See also: How to talk to children after a tragedy.
Sounds grim, but is it true? Actually, the evidence is quite contrary to this negative portrayal of today's young adults. Consider:
- Rates of volunteerism in high school and college are at all-time highs. According to the annual national survey of college freshman by the Higher Education Research Institute, over 80 percent of college freshmen have done volunteer work in the past year. In their twenties, emerging adults are applying in record numbers to serve in organizations such as the Peace Corps, Americorps and Teach for America.

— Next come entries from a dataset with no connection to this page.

PR #1885, opened 2017-09-13
Don't run build script on install

lgeiger:
Running the entire build script on install is often unnecessary and takes a lot of time.

This should speedup the CI builds since we don't need the full build for all jobs.

### DIFF
--- a/package.json
+++ b/package.json
@@ -15,7 +15,7 @@
   },
   "homepage": "https://github.com/nteract/nteract",
   "scripts": {
-    "postinstall": "electron-builder install-app-deps",
+    "postinstall": "npm run lerna && electron-builder install-app-deps",
     "reinstall": "npm run clean && rimraf node_modules && npm install",
     "prestart": "npm run build:webpack",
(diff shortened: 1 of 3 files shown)


package.json
```diff
@@ -26,11 +26,11 @@
     "lint:fix": "eslint . --fix",
     "prebuild": "rimraf lib",
     "lerna": "lerna bootstrap --hoist",
-    "install": "npm run lerna && npm run build",
     "build": "npm run build:packages && npm run build:webpack",
     "build:webpack": "webpack --progress --colors",
     "build:webpack:watch": "npm run build:webpack -- --watch",
-    "build:packages": "lerna run build --ignore @nteract/notebook-preview-demo",
+    "build:packages":
+      "lerna run build:lib --ignore @nteract/notebook-preview-demo",
```
rgbkrk, line 33: Now that we're on next.js, it's probably not too bad to build notebook-preview-demo. No big deal here though.

lgeiger: 👍 Happy to change that.

Issue #1892, opened 2017-09-14
Not all package tests are run on CI 


lgeiger:
While going through #1891 I discovered that some tests of recently brought in packages aren't running on CI.
We should add a script to run them or move them over to `jest` ([`jest-codemods`](https://github.com/skovhus/jest-codemods) are very helpful)

- [x] `ansi-to-react` (done in #1891)
- [x] `enchannel`
- [ ] `enchannel-zmq-backend`
- [x] `fs-observable`

PR #1895, opened 2017-09-14
Move fs-observable tests into right package and convert to jest

lgeiger:
Adress parts of #1892


rgbkrk:
You're on a tear today!

PR #1897, opened 2017-09-14
Convert enchannel-zmq-backend specs to jest

### LINKED ISSUE #1892: Not all package tests are run on CI

lgeiger:
Now all test properly run on CI. Fixes #1892 

I wasn't able to properly mock jmp/zeromq so a small amount of rebuilding is needed. Luckily the Electron app still works after running the tests without rebuilding (probably because we're not hoisting so it requires zeromq from a different location).


rgbkrk:
Oh yeah, our old mock setup used mock-require and was doing it with relative paths.

rgbkrk:
I'm not sure what's up with codecov saying CI failed. Does it seem like a fluke and that we can just merge this in?

package.json
```diff
@@ -35,7 +35,8 @@
     "test:coverage": "npm run coverage",
     "test:lint": "npm run lint",
     "test:flow": "npm run flow",
-    "test:packages": "jest",
+    "test:packages":
+      "lerna exec --scope enchannel-zmq-backend -- npm rebuild && jest",
```
rgbkrk, line 39: At least it's explicit here for now. :smile:

lgeiger:
Reseted the Appveyor cache. This should now be good to go.

For the desktop app, I think it's best to wait for [sinon support in jest-codemods](https://github.com/skovhus/jest-codemods/issues/68), before converting fully moving to jest.

lgeiger:
> Oh yeah, our old mock setup used mock-require and was doing it with relative paths.

Which mock setup are you talking about?
`enchannel-zmq-backend` tests did never run after we brought them into the monorepo and at the `nteract/enchannel-zmq-backend` they just used regular zeromq.

rgbkrk:
Oh interesting, oops.

Within the desktop app's tests: https://github.com/nteract/nteract/blob/master/packages/desktop/test/setup.js#L82-L87

lgeiger:
Oh I see, thanks

PR #1898, opened 2017-09-15
Use synchronous close dialog to fix cmd+q

lgeiger:
Fully closing nteract with `cmd+q` doesn't work right now because `win.close();`won't fully quit the app. This adds two steps for fully closing nteract.

This PR prevents that by using a synchronous close dialog which will block the process. I don't think blocking here is too bad, but if you like I could search for another solution.


rgbkrk:
Yeah, this is definitely the right behavior now. Especially since we do similar handling in the notebook process.

PR #1899, opened 2017-09-15
Kernelspecs! (web app)

rgbkrk:
Time to get down to brass tax and bring in compute!

### DIFF
--- a/packages/nbextension/nteract_on_jupyter/actions/contents.js
+++ b/packages/nbextension/nteract_on_jupyter/actions/contents.js
@@ -1,0 +1,29 @@
+// @flow
+
+export type SAVE_ACTION = {
+  type: "SAVE",
+  path: string,
+  model: any
+};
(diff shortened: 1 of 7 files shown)


rgbkrk:
Hurrah, flow is passing! I'm adding something else on now to make install work again since I rebased against master and `webpack` was missing as a dependency here.

rgbkrk:
Hmmmm, seems the rx hoisting is now breaking things instead for this app. 🤔

rgbkrk:
> `rx_jupyter_lib.contents.get(...).do is not a function`

I am sad.

rgbkrk:
Wow looking over this after we've done all the pipelining, I kind of want to just grab the pieces I want  here and make a new PR instead of fixing this up.

rgbkrk:
🌟 Now updated to match the lettable style 🌟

- Today's college students are more likely than in the past to participate in organized political demonstrations, even compared to the generation that came of age in the political upheaval of the 1960s, according to the Higher Education Research Institute. Their voting rates are low, which has been true for decades, but many of them are active in organizations that focus on issues such as environmental protection, poverty or international refugees.
- Today's young adults are more inclusive and more tolerant than any previous generation. Their acceptance of diversity extends across boundaries of gender, sexual orientation, ethnic group and religion. According to the General Social Survey conducted annually by the University of Chicago, they are nearly unanimous in believing that women should have equal opportunities with men, and they reject gender stereotypes such as "men are better politicians than women are." The Higher Education Research Institute's survey of college freshmen reports that two-thirds of them believe that same-sex marriage should be legal, a far higher proportion than in surveys of older age groups. Interethnic friendships and romantic relationships are no longer novel; the same survey reports that 70 percent have socialized with someone of a different ethnic group in the past year. With regard to religion, even highly religious emerging adults share an accepting attitude toward people who believe differently, according to the National Survey on Youth and Religion.